- Episode no.: Episode 12
- Directed by: John Birkin
- Written by: Robin Driscoll; Rowan Atkinson;
- Original air date: 20 September 1995
- Running time: 25:25

Guest appearances
- Marilyn Finlay; David Battley; Grant Masters; Jacqueline Defferary;

Episode chronology
| ← Previous "Back to School Mr. Bean" | Next → "Goodnight Mr. Bean" |

= Tee Off, Mr. Bean =

"Tee Off, Mr. Bean" is the twelfth episode of the British television series Mr. Bean, produced by Tiger Aspect Productions and Thames Television for Central Independent Television. It was first broadcast on ITV on 20 September 1995.

== Plot ==
=== Part One ===
Mr. Bean goes to the launderette, where he experiences a series of mishaps. Firstly, he realises that the price has increased from £2 to £3, so he retrieves another pound coin from a specially designed envelope in his trousers. A martial arts thug (Grant Masters) arrives and rudely pushes Bean away into the next front-load washing machine. Bean then proceeds to sort his laundry, including his Teddy and several pairs of underpants (each labelled with a different day of the week), into the washing machine.

Bean realises he only put five pairs of underwear in the machine and assumes the missing pair is Wednesday's, only to remember it is today, meaning he is wearing them. He changes behind a partition but mixes up his trousers with a lady's skirt (Jacqueline Defferary). Wearing the skirt, Bean walks by the thug, who playfully jeers him whilst he figures it out. Bean then spots a pair of underwear on the floor labelled "Sunday", realising it is the missing pair he was supposed to put in and not Wednesday's. He ponders retrieving the other pair but has no choice but to put them on as the machine's cycle is still running. However, the thug steps on them as he tries to put them on.

Finally, having had enough, Bean decides to get revenge by switching out the man's fabric softener with a cup of black coffee from the vending machine. This works, as the man does not notice this while pouring it in, but when he gets suspicious and sniffs the cup, Bean is forced to drink his cup to make it appear as if he is drinking coffee. Later, the thug berates the launderette's manager as his martial arts kit has been stained and discoloured by the coffee.

After retrieving his mutated washing (including a shrunken Teddy) from the clothes dryer, Bean attempts to retrieve his trousers from the lady's wash by climbing into a dryer, just as she returns. Not noticing Bean is inside, the lady closes the door and turns the machine on, resulting in Bean spinning inside the dryer along with the clothes.

=== Part Two ===
Bean heads to a golf course to play a game of mini golf. He scores a hole in one on the first hole, but on the second hole, he hits the ball onto the open grass. The owner (David Battley) warns him that he cannot use his hands to move the ball. After accidentally hitting the ball outside the golf course, Bean goes on a very elaborate journey as the ball ends up on a bus, inside a lady's shopping bag (she is later seen explaining the scene to a police officer), on top of a small boy's ice cream cone, up the exhaust pipe of a Proton Saga (causing the engine to explode), down a storm drain, into a litter bin, onto a bin lorry and finally onto the village green.

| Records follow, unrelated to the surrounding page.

PR #553, opened 2023-10-18
Acknowledge EIP-3156 non compliance

MerlinEgalite:
- Fixes https://github.com/cantinasec/review-morpho-blue-1/issues/45

### DIFF
--- a/src/interfaces/IMorpho.sol
+++ b/src/interfaces/IMorpho.sol
@@ -277,6 +277,11 @@ interface IMorpho {
     /// @notice Executes a flash loan.
     /// @dev Flash loans have access to the whole balance of the contract (the liquidity and deposited collateral of all
     /// markets combined, plus donations).
+    /// @dev Warning: Not ERC-3156 compliant for the following reasons:
+    /// - It would add an unnecessary `flashFee` function since there's no fee on Morpho Blue.
+    /// - `maxFlashLoan` is the token balance of the contract.
+    /// - The receiver of the `assets` is the caller as there's no `receiver` argument in our implementation.
+    /// - The ERC is not widespread.
     /// @param token The token to flash loan.
     /// @param assets The amount of assets to flash loan.
     /// @param data Arbitrary data to pass to the `onMorphoFlashLoan` callback.
--- a/src/interfaces/IMorpho.sol
+++ b/src/interfaces/IMorpho.sol
@@ -277,11 +277,10 @@ interface IMorpho {
     /// @notice Executes a flash loan.
     /// @dev Flash loans have access to the whole balance of the contract (the liquidity and deposited collateral of all
     /// markets combined, plus donations).
-    /// @dev Warning: Not ERC-3156 compliant for the following reasons:
-    /// - It would add an unnecessary `flashFee` function since there's no fee on Morpho Blue.
-    /// - `maxFlashLoan` is the token balance of the contract.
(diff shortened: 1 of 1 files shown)


src/interfaces/IMorpho.sol
```diff
@@ -277,6 +277,11 @@ interface IMorpho {
     /// @notice Executes a flash loan.
     /// @dev Flash loans have access to the whole balance of the contract (the liquidity and deposited collateral of all
     /// markets combined, plus donations).
+    /// @dev Warning: Not ERC-3156 compliant for the following reasons:
+    /// - It would add an unnecessary `flashFee` function since there's no fee on Morpho Blue.
+    /// - `maxFlashLoan` is the token balance of the contract.
+    /// - The receiver of the `assets` is the caller as there's no `receiver` argument in our implementation.
+    /// - The ERC is not widespread.
```
Rubilmax, line 284:
```suggestion
    /// @dev Warning: Not ERC-3156 compliant but compatibility is easily reached:
    /// - `flashFee` is zero.
    /// - `maxFlashLoan` is the token's balance of this contract.
    /// - The receiver of `assets` is the caller.
```

Rubilmax (changes requested):
I don't think we should motivate why we don't like the EIP but rather explain that it's simply not compatible, and perhaps highlight how to use Blue's implementation to someone who's used to ERC3156

MerlinEgalite:
I agree but what stermi was asking is to give the reasons why we are not implementing it though. In doing what you propose, we're not answering their concern if I understand it well but perhaps it's better as we don't open the door to any debate.

Rubilmax:
> I agree but what stermi was asking is to give the reasons why we are not implementing it though. In doing what you propose, we're not answering their concern if I understand it well but perhaps it's better as we don't open the door to any debate.

Indeed, StErMi asked for this but I don't like it and suggest another way

src/interfaces/IMorpho.sol
MathisGD, line 284: hot take we don't care about the reasons 
```suggestion
    /// @dev Warning: Not ERC-3156 compliant.
```

Rubilmax: I think we do care about the differences if we want to simplify the integrator's work
And it doesn't cost much to include these: the standard is not expected to change nor the flash loan mechanism on Morpho Blue, so no maintenance cost is expected

MathisGD:
```suggestion
    /// @dev Warning: Not ERC-3156 compliant for the following reasons:
    /// - Morpho Blue doesn't expose the `flashFee` function.
    /// - `maxFlashLoan` is not exposed, but it would be the token balance of the contract.
    /// - The receiver of the `assets` is always the caller.
```

MathisGD: in favor of Romain's suggestion

Rubilmax (approved):

Jean-Grimal (approved):

MathisGD (approved):

MerlinEgalite:
@QGarchery can you have a look please?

When Bean attempts to hitchhike back to the golf course, the first car that drives in is the blue Reliant, which Bean ignores, although the unseen driver opens the door for him. When another car pulls up, Bean cuts out the patch of turf the golf ball landed on with a penknife in order to allow him to return to the course without physically touching the ball.

As the sun sets and the ending credits roll, Bean makes it back to the course just as it is closing for the night and finally rolls the ball into the second hole, finishing with a final score of 3,427 strokes.

== Cast ==
- Rowan Atkinson – Mr. Bean
- Grant Masters – launderette bully
- Jacqueline Defferary – launderette woman
- David Battley – golf course owner
- Marilyn Finlay – woman driver

== Production ==
The opening featured a new recording of the choral theme, performed by the Choir of Christ Church Cathedral, Oxford. Act 1 was recorded at Teddington Studios before a live audience. The music of Wolfgang Amadeus Mozart is played in Act 1 too.

The Vauxhall Omega car that stops to give Bean a lift has the (already established) theme tune to The Vicar of Dibley (another Richard Curtis comedy) playing on the stereo. The music was also composed by Howard Goodall. The golf course and the village scenes were shot in Maidenhead. – also seen in the episode where Teddy enters the Pet Show. The shops where Mr. Bean attempts to putt his ball out of a lady's shopping bag are located on Shifford Crescent, Maidenhead.

Bean was seen boarding a South London 405 bus when his golf ball bounces into it. This bus route runs from Redhill to West Croydon station, even though the filming location for this scene is on Ray Mead Road, Maidenhead.